January 1994: The Women's Peace Camp was held on the weekend of January 30th/31st to coincide, in solidarity, with actions at Waihopi NSA Base in New Zealand [Aotearoa]. On the night of January 30th a spectacular moonbow [a rainbow created by the full moon] gave its name to a second campsite established on the SE corner of the base the following day, 'Moonbow Corner'.

Although 31 women participated in the blockade of the A59 highway on Monday morning, while others held banners, leafleted or acted as legal observers, only nine were arrested and charged with obstruction. It was evident that the blockade had an impact on the Menwith Hill authorities; it brought the direct action protest into the public arena. The A59 is the main access road to the base for personnel and delivery of supplies. Hand-carried, security-escorted, sensitive materials move back and forth between MHS and, e.g. Bad Aibling, via Leeds-Bradford Airport, which must cross the A59. Blockades could have a serious effect on the MHS administration. Bigger blockades could bring it to a standstill, as had been demonstrated by the women at Greenham Common in the 1980s.

At the trial of peacewomen charged with obstruction of the highway, the defendants argued the justification that their actions were taken to prevent a crime - that is, the NSA's illegal occupation and activities at Menwith Hill. The Stipendiary Magistrate acknowledged the honesty and sincerity of the women and granted them an Absolute Discharge. At subsequent trials for similar blockades the women were granted Conditional Discharge.

Early 1994: A US reporter told us that Denis Deconcini, Chair of the Senate Intelligence Committee, had reported back to Congress. He reassured the House that the peacewomen shown in The Hill had "... not compromised the projects … .not jeopardised the mission..." at MHS. We were unofficially, but reliably, informed that measures further to secure the base were being deliberated and implemented. We unofficially but reliably informed the base that the security breaches and the build-up of the women's peace campaign would continue with added zest.

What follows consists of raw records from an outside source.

PR #1600, opened 2026-08-10
fix(runtime): charge application builtins against max_effect_calls (R2)

skulmakov-oss:
## Summary

R2 / SSF04-FIX-02 from #1598: application host builtins (`args_read`, `stdin_read_text`, `stdout_write`, `stderr_write`, `path_inspect`, `fs_read_text`, `fs_write_text`, `time_duration_ms`), dispatched through generic `Opcode::Call`, never consumed `ExecutionConfig.quotas.max_effect_calls`. Only the dedicated `Gate*/Pulse*/State*/Event*/Clock*` opcodes called `bump_effect_calls`. A loop of application-boundary calls could run unbounded until an unrelated quota (steps/calls) eventually intervened.

## Fix

`ApplicationVmHost` (the `VmHostBridge` used for application-boundary execution) now carries its own `RuntimeQuotas` snapshot and `effect_calls` counter, and charges exactly one effect-call unit per **admitted** application host operation — after the existing capability check (and, for writes, the observation check) and immediately before the actual host dispatch. This means:

- Quota exhaustion blocks the host effect itself (never partially executes it).
- Capability-denied attempts are **not** charged (decision documented below).
- Dedicated host opcodes (Gate/Pulse/State/Event/Clock) are untouched — they already charge via `bump_effect_calls(vm)` at their own call sites, unaffected by this change.

### Decision: denied attempts do not consume quota

Ordering is: capability check → (observation check) → quota charge → host dispatch. A capability-denied call therefore surfaces as `CapabilityDenied`, not `QuotaExceeded`, and leaves the quota untouched. Regression: `capability_denied_application_builtins_are_not_charged_against_the_effect_quota`.

## Tests

New `tests/ssf04_effect_quota.rs` (6 tests):
- `admitted_application_host_effects_up_to_the_quota_all_pass`
- `the_fifth_admitted_effect_would_be_denied_but_the_fourth_stays_under_quota_of_four`
- `a_single_application_host_effect_exceeds_a_zero_quota_deterministically`
- `capability_denied_application_builtins_are_not_charged_against_the_effect_quota`
- `every_application_builtin_kind_is_charged_against_the_effect_quota` (all 8 builtins, one call each)
- `the_eighth_distinct_builtin_kind_is_blocked_by_a_seven_call_quota`

Confirmed RED against pre-fix `main` (all four "must exceed quota" assertions failed with `()` instead of `QuotaExceeded`), GREEN after the fix.

## Evidence

- `cargo test --test ssf04_effect_quota --test ssf04_application_boundary`: 15/15 PASS
- `cargo test -p sm-vm`: 61/61 PASS
- `cargo test -p sm-front -p sm-ir -p sm-verify -p sm-emit`: PASS
- `cargo test -p semantic_language`: 718/719 PASS (1 pre-existing unrelated failure: `canonical_pack_all_sm_files_are_fmt_clean_and_lexically_sound` fails only under local Windows `core.autocrlf=true` checkouts — confirmed via `git diff` that the flagged file is byte-identical to `origin/main`; not present on Linux CI, out of scope for R2)
- `cargo test --test public_api_contracts --test trust_boundary_guards`: 9/9 PASS
- `cargo fmt --check`: clean
- `cargo clippy -p sm-vm -p semantic_language --tests -- -D warnings`: clean

Progresses #1598.

### DIFF
--- a/crates/sm-vm/src/semcode_vm.rs
+++ b/crates/sm-vm/src/semcode_vm.rs
@@ -777,6 +777,8 @@ pub fn run_verified_entry_semcode_with_application_host_and_capabilities_and_con
         host,
         capabilities,
         observed: false,
+        quotas: vm.config.quotas,
+        effect_calls: 0,
     };
     let mut observation = HelloObservationRuntime::discard();
     exec_loop(&mut vm, &mut bridge, &mut observation).map(|_| ())
@@ -1603,6 +1605,8 @@ struct ApplicationVmHost<'a, H: ApplicationHostAbi, C: CapabilityChecker> {
     host: &'a mut H,
     capabilities: &'a C,
     observed: bool,
+    quotas: RuntimeQuotas,
+    effect_calls: usize,
 }
 
 impl<'a, H: ApplicationHostAbi, C: CapabilityChecker> ApplicationVmHost<'a, H, C> {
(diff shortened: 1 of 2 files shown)


skulmakov-oss:
@codex review

Please review exact current HEAD `0eddcab3325cab41ff4272476acd38fa0644cd1a` for unresolved P1/P2 findings, with particular attention to: quota-vs-capability failure ordering in `ApplicationVmHost`, whether all eight application builtins are correctly charged exactly once, and whether dedicated host opcodes (Gate/Pulse/State/Event/Clock) remain unaffected.

PR #1605, opened 2026-08-10
fix(smc-cli): frame application stderr to keep it distinct from audit evidence (R7)

skulmakov-oss:
## Summary

R7 / SSF04-FIX-03 from #1598: application-controlled `stderr_write` payload and the CLI's trusted audit records (`ApplicationAuditRecord::render`, always starting with `schema=`) share process stderr. Application text was written raw via `io::stderr().write_all(text.as_bytes())`: payload without a trailing newline could concatenate onto a following audit line, and payload could embed a literal audit-schema-looking line that would be visually indistinguishable from genuine trusted evidence.

## Fix

Chosen design (option 2 from the issue's three acceptable bounded designs — "unambiguous structured/framed audit output"): added `write_framed_application_stderr`, which prefixes every physical line of application-controlled stderr output with `application| ` and always newline-terminates it, regardless of whether the application's own text was newline-terminated. Genuine audit lines never carry that prefix and always start with `schema=`, so the two evidence classes stay unambiguous even when application text embeds newlines or the literal audit schema string.

A true separate sink (option 1) was not chosen: it would add a new file descriptor/channel, which the checklist explicitly wants avoided ("avoids new ambient capability") when framing alone is sufficient.

Redaction/hashing in the audit record itself (`ApplicationAuditRecord::render`, `record_denied`) is untouched — this is a framing fix at the raw-byte-write site only, not an audit-format change. `stdout_write` is untouched (out of scope: the CLI has no trusted stdout evidence stream to protect).

## Tests

Four new unit tests in `crates/smc-cli/src/application_host.rs::tests`:
- `framed_stderr_prefixes_every_line_and_always_newline_terminates`
- `framed_stderr_cannot_impersonate_a_trusted_audit_line` — a forged payload containing the literal audit schema string still renders prefixed, never bare
- `framed_stderr_of_an_unterminated_payload_cannot_merge_onto_a_following_line`
- `framed_stderr_of_empty_text_writes_nothing`

Evidence:
- `cargo test -p smc-cli`: 136/136 PASS
- `cargo test -p semantic_language`: 718/719 PASS (same 1 pre-existing unrelated CRLF-checkout failure as R1-R6)
- `cargo fmt --check` / `cargo clippy -p smc-cli --tests -- -D warnings`: clean

Progresses #1598.

### DIFF
--- a/crates/smc-cli/src/application_host.rs
+++ b/crates/smc-cli/src/application_host.rs
@@ -8,6 +8,24 @@ pub(crate) const APPLICATION_AUDIT_SCHEMA: &str = "semantic.foundation.applicati
 const MAX_APPLICATION_TEXT_BYTES: usize = 16 * 1024 * 1024;
 const MAX_APPLICATION_PATH_BYTES: usize = 4096;
 
+/// Every physical stderr line written on behalf of the application carries this
+/// prefix. Trusted audit lines (rendered separately by the CLI, see
+/// `ApplicationAuditRecord::render`) always start with `schema=` and never with
+/// this prefix, so a payload that embeds literal audit-schema-looking text still
+/// renders as unambiguously application-controlled, and cannot concatenate onto
+/// a following trusted line since every framed line is newline-terminated here
+/// regardless of whether the application's own text was.
+const APPLICATION_STDERR_LINE_PREFIX: &str = "application| ";
+
+fn write_framed_application_stderr<W: Write>(writer: &mut W, text: &str) -> io::Result<()> {
+    for line in text.lines() {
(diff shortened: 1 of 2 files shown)


skulmakov-oss:
@codex review

Please review exact current HEAD `d5d37f85e41ad02f72426cc7e4ad59b950be11b4` for unresolved P1/P2 findings, with particular attention to: whether the per-line framing truly prevents impersonation and concatenation in all cases (embedded CR without LF, very large payloads, multiple stderr_write calls in sequence), whether the audit record's own schema string could itself ever appear unprefixed on stderr from a source other than ApplicationAuditRecord::render, and whether stdout_write genuinely has no analogous trusted-stream conflict.

PR #1606, opened 2026-08-10
fix(smc-cli): reject non-UTF-8 test source paths before sorting (R8)

skulmakov-oss:
## Summary

R8 / SSF05-FIX-01 from #1598: `discover_project_test_sources` sorted discovered `tests/**/*.sm` files by `path.strip_prefix(project_root).to_string_lossy()` — a lossy Unicode conversion. On Unix, two distinct non-UTF-8 filenames can lossy-convert to the same replacement-character string, so the sort key no longer reflects real file identity, leaving unspecified filesystem `read_dir` order to decide their relative execution order.

## Fix

Reject non-UTF-8 relative test paths deterministically at discovery, before sorting (`relative.to_str().is_none()` check right where the path is found), and sort by the real UTF-8 `str` (not a lossy conversion) once every discovered path is guaranteed valid.

I also investigated the checklist's "verify entry/root symlink protection across check, compile, verify, run through shared authority; add only missing coverage" item. Every caller of `resolve_project_root_check_entry` funnels through the shared `read_source_with_package_admission` → `admit_package_entry_module`, which already canonicalizes the entry and rejects it if the resolved path falls outside the package's `module_root` — this already correctly rejects a symlinked entry that escapes the project, with **no production code change needed**. I only added test coverage proving this holds across `check`/`compile`/`run`, satisfying "add only missing coverage" without introducing a new mechanism.

Documented the UTF-8 requirement in `docs/spec/project_model_v0.md`.

## Tests

New `tests/ssf05_test_path_utf8_and_entry_symlink.rs`:
- `valid_utf8_test_paths_execute_in_normalized_lexical_order` (cross-platform) — positive regression, ran and passed locally
- `non_utf8_test_source_paths_reject_deterministically` (`#[cfg(unix)]`) — two distinct invalid-UTF-8 filenames that both lossy-convert to the same string; rejected deterministically across two runs
- `project_entry_symlink_escaping_the_module_root_is_rejected_across_check_compile_run` (`#[cfg(unix)]`) — proves the existing shared admission authority already rejects a project entry symlinked outside the module root, for all three commands

Note: the two `#[cfg(unix)]` tests need real symlinks / non-UTF-8 `OsStr` paths, which this Windows dev environment can't exercise — they're gated to run on Linux CI, where this repo's `test-std` job runs.

Evidence:
- `cargo test -p smc-cli`: 132/132 PASS
- `cargo test --test ssf05_test_path_utf8_and_entry_symlink`: 1/1 PASS locally (the cross-platform one); full 3/3 expected on Linux CI
- `cargo test -p semantic_language`: 718/719 PASS (same 1 pre-existing unrelated CRLF-checkout failure as R1-R7)
- `cargo fmt --check` / `cargo clippy -p smc-cli -p semantic_language --tests -- -D warnings`: clean

Progresses #1598.

### DIFF
--- a/crates/smc-cli/src/app.rs
+++ b/crates/smc-cli/src/app.rs
@@ -2845,9 +2845,15 @@ fn discover_project_test_sources(project_root: &Path) -> Result<Vec<PathBuf>, St
                         path.display()
                     )
                 })?;
-                canonical.strip_prefix(root).map_err(|_| {
+                let relative = canonical.strip_prefix(root).map_err(|_| {
                     format!("test source '{}' escapes the project root", path.display())
                 })?;
+                if relative.to_str().is_none() {
+                    return Err(format!(
+                        "test source '{}' is not valid UTF-8; project test paths must be UTF-8",
+                        path.display()
+                    ));
+                }
                 tests.push(canonical);
             }
         }
@@ -2875,7 +2881,8 @@ fn discover_project_test_sources(project_root: &Path) -> Result<Vec<PathBuf>, St
     tests.sort_by_key(|path| {
         path.strip_prefix(project_root)
             .expect("discovered test remains inside project root")
-            .to_string_lossy()
+            .to_str()
+            .expect("test source path validated as UTF-8 during discovery")
             .replace('\\', "/")
     });
     Ok(tests)
--- a/crates/smc-cli/src/package_manifest.rs
+++ b/crates/smc-cli/src/package_manifest.rs
@@ -444,6 +444,7 @@ enum ProjectRootResolutionCode {
     SemanticTomlReadFailed,
     SemanticTomlManifest(SemanticTomlManifestErrorCode),
     SemanticTomlEntryMissing,
+    EntrySymlinkOrReparse,
     MissingProjectManifest,
 }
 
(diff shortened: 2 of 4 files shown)


skulmakov-oss:
@codex review

Please review exact current HEAD `43ae32d9f7b33404951090a97716faf917c04051` for unresolved P1/P2 findings, with particular attention to: whether rejecting non-UTF-8 test paths at discovery time (before sort) is the correct fix vs. e.g. needing to also validate at the tests/ root level, and whether the claim that admit_package_entry_module already rejects symlinked project entries escaping the module root (via canonicalize + strip_prefix) actually holds for all three of check/compile/run -- I could not run the added #[cfg(unix)] tests locally (Windows dev environment) so this needs real CI verification.

skulmakov-oss:
CI caught a real gap in the first submission: `project_entry_symlink_escaping_the_module_root_is_rejected_across_check_compile_run` failed for `check` — my assumption that `admit_package_entry_module`'s canonicalize+containment check already protected the project entry was wrong (it only applies when the symlink target happens to fall under some *other* manifest's scope; a symlink to a bare file with no ancestor manifest bypassed it entirely). Fixed in `resolve_project_root_check_entry_structured` with an explicit is-symlink-or-reparse check on the project entry, mirroring the policy `smc test`'s own source discovery already uses.

@codex review

Please review exact current HEAD `5a2d3754c2102457f8a8ded8f8af4058698cb89b` for unresolved P1/P2 findings, with particular attention to: whether `entry_is_symlink_or_reparse`/`require_entry_not_symlink_or_reparse` correctly cover both the `semantic.toml` entry path and the `Semantic.package` default `src/main.sm` path, whether this could reject any currently-valid project layout, and whether there's a similar unguarded gap elsewhere in `resolve_project_root_check_entry_structured`'s callers.

PR #1612, opened 2026-08-12
ssf/07: pin multi-arg closure rejection as incidental, not explicit

skulmakov-oss:
## Summary

Fifth implementation slice for SSF-07 (#1578), following [#1608](https://github.com/skulmakov-oss/Semantic/pull/1608), [#1609](https://github.com/skulmakov-oss/Semantic/pull/1609), [#1610](https://github.com/skulmakov-oss/Semantic/pull/1610), and [#1611](https://github.com/skulmakov-oss/Semantic/pull/1611).

`semantic_stable_foundation_matrix.md` claimed "captureful and multi-arg exclusions are explicit" for first-wave closures. The captureful half is genuinely explicit — a dedicated "capture-free only" diagnostic, test-pinned. The multi-arg half is not: the grammar has **no multi-parameter lambda production at all**. `(x, y) => x + y` never gets closure-aware handling — `starts_short_lambda_head()` requires `Ident` then `FatArrow`, so `(x, y)` (next token is `,`) falls straight into ordinary tuple-expression parsing and fails later with a generic, unrelated error. `Closure(f64, f64 -> f64)` as a type annotation fails only because `parse_type()` parses exactly one param type before requiring `->`. Both rejections are deterministic, but incidental — a side effect of the grammar shape, not a dedicated diagnostic — and neither had any regression test anywhere in the repo before this PR.

## Test coverage

Two new parser-level tests in `crates/sm-front/src/parser.rs`, next to the existing `rustlike_parser_rejects_captureful_short_lambda`:
- `rustlike_parser_rejects_multi_arg_short_lambda` — pins `(x, y) => x + y` failing with the exact generic message `"expected ';'"` (confirmed empirically, not guessed).
- `rustlike_parser_rejects_multi_arg_closure_type_annotation` — pins `Closure(f64, f64 -> f64)` failing with `"expected '->' between Closure parameter and return types"`.

Both pass immediately against unmodified code — pure pin, zero production change.

## Docs updated
- `docs/roadmap/stable_foundation/semantic_stable_foundation_matrix.md` — the "Immutable first-wave closures" row now distinguishes the two exclusions instead of calling both "explicit," aligning with the already-accurate "not part of the current contract" / "Explicit Non-Goals" wording already used in `docs/spec/source_semantics.md` and `first_class_closures_full_scope.md`.

## Test plan
- [x] `cargo test -p sm-front --lib`: 478/478 PASS
- [x] `cargo fmt -p sm-front` / workspace fmt: clean
- [x] `cargo clippy --workspace --all-targets -- -D warnings` (CI's exact invocation): clean
- [x] Slice verified via an exhaustive multi-agent gap-analysis workflow before implementation (confirmed low-risk)


skulmakov-oss:
@codex review

PR #1613, opened 2026-08-12
ssf/07: promote std.math sqrt/abs to Selected

skulmakov-oss:
## Summary

Sixth implementation slice for SSF-07 (#1578), following [#1608](https://github.com/skulmakov-oss/Semantic/pull/1608), [#1609](https://github.com/skulmakov-oss/Semantic/pull/1609), [#1610](https://github.com/skulmakov-oss/Semantic/pull/1610), [#1611](https://github.com/skulmakov-oss/Semantic/pull/1611), and [#1612](https://github.com/skulmakov-oss/Semantic/pull/1612).

`std.math` sat entirely in Deferred status, but `sqrt` and `abs` are already Selected-quality today: both call straight into Rust's IEEE-754 `f64::sqrt`/`f64::abs` (`crates/sm-vm/src/semcode_vm.rs`), with no host effect and no VM quota charge. Unlike `sin`/`cos`/`tan`/`pow`, they don't depend on platform libm transcendental implementations.

`abs` is bit-exact for every possible `f64` input, including `NaN`/infinities. `sqrt` is IEEE-754 correctly-rounded and cross-platform bit-exact **for `x >= 0.0` only**; for `x < 0.0` it returns `NaN`, and while the *semantic* result (`sqrt(x) != sqrt(x)`) is guaranteed, IEEE 754 does not mandate a specific `NaN` bit pattern, so that edge is explicitly excluded from the frozen contract.

## Real bug caught by review, now fixed

`@codex review` caught that promoting these names without reserving them was unsafe: a user-defined `fn sqrt(x: f64) -> f64 { return 42.0; }` typechecked cleanly, but the VM's builtin dispatch intercepts `"sqrt"` by bare string match *before* function-frame dispatch, so the builtin silently ran instead — `assert(sqrt(4.0) == 42.0)` failed at runtime despite a clean `check`. This PR now includes a real code fix: `sqrt`/`abs` are reserved function names, rejected deterministically at typecheck time (mirroring the existing `APPLICATION_BUILTIN_NAMES` pattern for host-boundary names like `stdout_write`), verified end-to-end via the actual CLI.

## Change

Promotes `sqrt`/`abs` to Selected in `semantic.foundation.std/0.1`, scoped precisely (see above), with the name-collision hole closed.

## Changes
- `crates/sm-front/src/lib.rs`: new `STDLIB_MATH_BUILTIN_NAMES` reservation list + `build_fn_table` check; two new unit tests (the real fix, plus a pin for the previously-untested `APPLICATION_BUILTIN_NAMES` rejection path).
- `docs/spec/foundation_stdlib_v0.md`: `std.math` row moved to Selected; new `### std.math` subsection covering the `sqrt` domain scoping, the `NaN`-bit-pattern exclusion, and the name-reservation rule; "Deferred families" narrowed to the four transcendental builtins.
- `docs/roadmap/stable_foundation/semantic_stable_foundation_matrix.md` and `standard_library_v0_evidence.md`: matching status/evidence updates.
- `tests/ssf_stdlib_v0_contract.rs`: updated the required-string pin that would otherwise break on the doc rewording; added `sqrt`/`abs` to the builtin-presence check.
- `examples/canonical/stdlib_v0_helpers/src/main.sm`: new `assert_math_helpers()`, called from `main()`, plus the matching guard-test addition.
- `tests/fixtures/pcc8_stdlib/positive_math_basic.sm` + `tests/pcc8_stdlib_acceptance.rs`: fixture pinning `sqrt`/`abs` correctness, same-input determinism, and the `NaN` domain boundary.

## Test plan
- [x] `cargo test -q --test ssf_stdlib_v0_contract`: 3/3 PASS
- [x] `cargo test -q --test canonical_examples`: 5/5 PASS
- [x] `cargo test -q --test pcc8_stdlib_acceptance`: 5/5 PASS
- [x] `cargo test -p sm-front --lib`: 480/480 PASS
- [x] `cargo fmt --all` / `cargo clippy --workspace --all-targets -- -D warnings` (CI's exact invocation): clean
- [x] Manually verified via `smc check`/`run` that the shadowing repro now fails deterministically at check-time instead of silently misbehaving at runtime
- [x] Slice went through 2 real review-caught issues (sqrt NaN-domain overclaim, then the name-shadowing bug) before landing clean — both fixed with evidence, not just narrowed claims


skulmakov-oss:
@codex review

skulmakov-oss:
@codex review

skulmakov-oss:
@codex review

skulmakov-oss:
@codex review

skulmakov-oss:
Pushing back on the last finding with primary-source evidence rather than implementing it — this is the one place in this review chain where the automated finding appears to be factually incorrect, not just imprecisely worded.

**Claim under review:** "the VM directly calls Rust's `f64::sqrt`, whose official documentation classifies its precision as non-deterministic across platforms, Rust versions, and potentially invocations."

**Rust's actual documentation for `f64::sqrt`** (https://doc.rust-lang.org/std/primitive.f64.html#method.sqrt), section "Precision":

> The result of this operation is guaranteed to be the rounded infinite-precision result. It is specified by IEEE 754 as `squareRoot` and guaranteed not to change.

This is the opposite of the "Unspecified precision" disclaimer that genuinely does apply to `exp`, `sin`, `cos`, `ln`, `powf`, etc. (verified in the same fetch — those methods carry: *"The precision of this function is non-deterministic. This means it varies by platform, Rust version, and can even differ within the same execution from one invocation to the next."*). `sqrt` is explicitly carved out as the one exception, because IEEE 754-2008 mandates `squareRoot` as a correctly-rounded operation — which is exactly the distinction this PR's documentation already draws between `sqrt`/`abs` (promoted) and `sin`/`cos`/`tan`/`pow` (kept Deferred, precisely because they carry that disclaimer and `sqrt` does not).

So the PR's claim — `sqrt(x)` for `x >= 0.0` is cross-platform bit-exact — is directly supported by Rust's own documented guarantee, not contradicted by it. I'm not making a change based on this finding; resolving the thread with this evidence attached. Happy to revisit if there's a counter-source, but I've checked the primary one.

skulmakov-oss:
@codex review

PR #292, opened 2020-03-06
Make SG footers consistent

annevk:
Closes https://github.com/whatwg/sg/issues/78.

Not a great solution, but curious to see what people have to suggest.

### DIFF
--- a/convert-policy.py
+++ b/convert-policy.py
@@ -1,4 +1,5 @@
 #!/usr/bin/env python
+# -*- coding: UTF-8 -*-
 
 import codecs
 import markdown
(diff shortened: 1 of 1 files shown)


annevk:
Unfortunately this is wrong as Code of Conduct has a more complicated footer. It does seem like this would work with `commonmark`. I suspect we'd want to keep the `<hr>` in the Markdown source though as `<small>` is not picked up. But then we'd only have to replace `<hr><footer>` with `<footer>` here so that's worth pursuing I think.

annevk:
I suspect the fix here will be as shown in #296. Change all the Markdown files once to include `<footer>` and replace `<hr>` followed by `<footer>` with `<footer>`.

PR #293, opened 2020-03-06
Slight readability improvements

travisleithead:
There are a few things that really make review drafts hard to read for me:
* The browser's default serif font (no font-family set for the body)
* Lack of page padding and bordered box padding 

I'm hopeful that the following small tweaks will be acceptable to improve basic readability within the existing purpose and intent of the review draft format.

### DIFF
--- a/resources.whatwg.org/review-draft.css
+++ b/resources.whatwg.org/review-draft.css
@@ -1,5 +1,5 @@
 pre.idl, pre.asn, pre.css, dl.domintro, .note, .warning, .example {
- border: 1px solid black;
+ border: 1px solid black; padding: 0.5em;
 }
 
 pre.idl::before, pre.asn::before, pre.css::before, dl.domintro::before, .note::before, .warning::before, .example::before {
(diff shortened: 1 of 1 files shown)


domenic:
I'd rather not make these changes. Review drafts are intentionally unformatted. To the extent your browser allows changing its default fonts/margins/etc., either through settings or dev tools, you can. But by default review drafts are meant to be a record for patent review, and not more.

travisleithead:
May not change your mind, but worth considering that with the MoU in place, at least DOM and HTML review drafts will be more than just a record for patent review, they will be the official "stable" editions that W3C links will redirect to (likely increasing readership dramatically and potential similar feedback).

domenic:
Sure, but hopefully folks arriving there will quickly see the yellow warning box and figure out what the best way to read the HTML/DOM Standards are.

Spring 1994: Mercury Communications [now part of Cable & Wireless] installed a length of cable duct along the A59 highways' verge on the southern boundary of MHS [it went through Moonbow Corner!]. The fibre-optic cable was installed and connected up to the Castlemaine SBIRS Control Centre in 2000. More than three years before any Planning Application was submitted to the Harrogate Borough Council, the infrastructure for 'Star Wars' was being constructed. [16]

May 1994: The ten-day Amazon Festival, which also included another blockade of the A59, held at Moonbow Corner, established a full-time, Greenham Common-style, Women's Peace Camp. Women were now trespassing daily into the base, but could not be arrested for doing so unless they were suspected of criminal damage.

Summer 1994: It was evident that the Women's Peace Camp was seen by MHS as a threat and that they were contemplating further security measures. During the summer of 1994 women witnessed two 'site meetings' when ten or twelve 'men-in-suits', assumed to be lawyers or civil servants, were ferried about by senior MoD police officers. They actually got out of their vehicles to observe and discuss how to eradicate the Women's Peace Camp. They carelessly left copies of the old 1986 Byelaws on display in the vehicles, so we anticipated that this would be one of their future tactics.

Autumn 1994: MHS made attempts to define the base boundary with marker signs, posts and wire fencing, which kept 'mysteriously disappearing'. We realised that this was an attempt to define the base boundary in anticipation of re-introduction of the Byelaws, because the 1986 Byelaws had been invalidated in the High Court in 1992, partly on the grounds that the boundary was imprecise. [17]

October 1994: By this time it was apparent that Moonbow Camp was well established, with three caravans and two transit vans. North Yorkshire County Council's Highways' Authority first requested peacewomen to remove Moonbow Camp, which was located on the wide verge at the comer. We suspect that this was instigated by MHS, as they certainly did with the 1999 eviction [q.v.]

January 1995: Harrogate County Court granted the NYCC Highways' Authority a Repossession Order for their land.

March 13th 1995: NYCC served Eviction Notice on Moonbow Camp. Women were given 28 days in which to leave.

March 15th 1995: Malcolm Rifkind, Secretary of State for Defence, issued a Public Interest Immunity Certificate to prevent documents obtained from inside MHS being presented in court. This was then the only prima facie evidence that NSA is in occupation of MHS.

April I8th 1995: Moonbow Camp was evicted. Rocks and earth mounds were dumped on the site to prevent re-occupation. The peacewomen moved the Women's Peace Camp to the Kettlesing Head Lay-by 1/4 mile east along the A59, which proved to be a better site for visibility and visitor parking.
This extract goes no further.